DATA SHOWN:
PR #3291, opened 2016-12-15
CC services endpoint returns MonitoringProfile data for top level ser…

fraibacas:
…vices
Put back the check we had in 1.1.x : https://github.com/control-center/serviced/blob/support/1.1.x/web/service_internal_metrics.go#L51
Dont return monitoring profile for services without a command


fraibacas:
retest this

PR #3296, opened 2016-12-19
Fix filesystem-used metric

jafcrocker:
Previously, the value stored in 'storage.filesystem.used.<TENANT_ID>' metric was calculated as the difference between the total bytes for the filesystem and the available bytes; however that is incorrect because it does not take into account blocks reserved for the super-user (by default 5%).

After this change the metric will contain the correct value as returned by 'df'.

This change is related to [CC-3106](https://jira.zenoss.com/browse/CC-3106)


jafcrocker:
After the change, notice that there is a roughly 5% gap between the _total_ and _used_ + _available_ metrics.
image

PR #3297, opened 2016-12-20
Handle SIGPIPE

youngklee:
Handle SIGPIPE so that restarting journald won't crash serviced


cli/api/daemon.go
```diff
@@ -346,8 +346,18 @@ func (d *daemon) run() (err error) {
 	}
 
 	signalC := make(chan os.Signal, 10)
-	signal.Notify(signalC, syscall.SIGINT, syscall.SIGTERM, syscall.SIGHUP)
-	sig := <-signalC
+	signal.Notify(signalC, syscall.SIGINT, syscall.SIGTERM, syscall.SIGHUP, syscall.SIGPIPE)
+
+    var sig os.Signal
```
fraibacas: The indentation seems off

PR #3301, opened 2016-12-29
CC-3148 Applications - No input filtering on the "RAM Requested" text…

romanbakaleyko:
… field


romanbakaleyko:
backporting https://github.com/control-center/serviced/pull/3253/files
--
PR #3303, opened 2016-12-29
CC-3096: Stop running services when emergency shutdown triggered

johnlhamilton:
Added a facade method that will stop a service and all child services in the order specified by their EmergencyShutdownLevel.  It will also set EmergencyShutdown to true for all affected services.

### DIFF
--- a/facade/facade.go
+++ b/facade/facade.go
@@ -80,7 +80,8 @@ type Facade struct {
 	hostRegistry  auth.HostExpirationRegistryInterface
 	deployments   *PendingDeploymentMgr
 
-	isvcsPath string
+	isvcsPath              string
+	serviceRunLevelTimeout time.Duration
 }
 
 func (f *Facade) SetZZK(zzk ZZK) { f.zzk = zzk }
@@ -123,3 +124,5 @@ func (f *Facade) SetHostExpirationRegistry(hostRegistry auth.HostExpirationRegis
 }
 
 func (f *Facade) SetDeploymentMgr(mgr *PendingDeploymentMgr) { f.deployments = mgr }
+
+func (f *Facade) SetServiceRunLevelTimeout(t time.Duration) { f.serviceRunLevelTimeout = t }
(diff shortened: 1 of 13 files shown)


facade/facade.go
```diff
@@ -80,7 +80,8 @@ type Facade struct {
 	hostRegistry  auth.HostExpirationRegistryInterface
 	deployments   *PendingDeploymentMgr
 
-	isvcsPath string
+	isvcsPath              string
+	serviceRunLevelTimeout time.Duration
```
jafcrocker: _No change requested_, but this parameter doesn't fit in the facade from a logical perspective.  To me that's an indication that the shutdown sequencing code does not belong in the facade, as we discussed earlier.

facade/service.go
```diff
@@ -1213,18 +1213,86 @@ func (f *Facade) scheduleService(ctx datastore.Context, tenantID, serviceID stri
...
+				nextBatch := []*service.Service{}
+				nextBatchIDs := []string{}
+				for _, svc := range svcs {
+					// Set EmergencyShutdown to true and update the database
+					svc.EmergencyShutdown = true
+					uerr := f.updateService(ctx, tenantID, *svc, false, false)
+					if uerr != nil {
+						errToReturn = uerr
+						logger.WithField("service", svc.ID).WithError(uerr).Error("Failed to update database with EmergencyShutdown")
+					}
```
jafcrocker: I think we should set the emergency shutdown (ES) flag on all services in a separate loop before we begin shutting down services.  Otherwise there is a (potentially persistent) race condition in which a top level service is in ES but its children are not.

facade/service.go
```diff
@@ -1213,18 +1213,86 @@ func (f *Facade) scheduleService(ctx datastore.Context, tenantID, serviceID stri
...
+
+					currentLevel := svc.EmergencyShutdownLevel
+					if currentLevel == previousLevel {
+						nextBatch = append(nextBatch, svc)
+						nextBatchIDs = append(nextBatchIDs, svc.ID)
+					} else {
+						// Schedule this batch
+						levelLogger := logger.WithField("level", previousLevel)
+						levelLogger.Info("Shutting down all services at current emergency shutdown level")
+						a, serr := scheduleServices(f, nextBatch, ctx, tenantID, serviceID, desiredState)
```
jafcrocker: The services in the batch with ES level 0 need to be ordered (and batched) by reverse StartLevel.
* * *
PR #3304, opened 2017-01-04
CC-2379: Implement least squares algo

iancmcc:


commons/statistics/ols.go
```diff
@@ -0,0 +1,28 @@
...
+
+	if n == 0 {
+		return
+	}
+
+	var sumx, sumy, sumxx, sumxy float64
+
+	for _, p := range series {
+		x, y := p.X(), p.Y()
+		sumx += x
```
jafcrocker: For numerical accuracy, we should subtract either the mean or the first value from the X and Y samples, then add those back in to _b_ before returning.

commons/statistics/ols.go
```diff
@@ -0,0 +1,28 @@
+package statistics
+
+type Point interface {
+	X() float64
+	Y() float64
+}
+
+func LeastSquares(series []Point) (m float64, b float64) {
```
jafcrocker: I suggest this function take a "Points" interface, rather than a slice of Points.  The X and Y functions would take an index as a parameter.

REQUIREMENT:
Report each line in the preceding entries that holds the string "SIGINT".

SOLUTION FOR THIS PROBLEM:
-	signal.Notify(signalC, syscall.SIGINT, syscall.SIGTERM, syscall.SIGHUP)
+	signal.Notify(signalC, syscall.SIGINT, syscall.SIGTERM, syscall.SIGHUP, syscall.SIGPIPE)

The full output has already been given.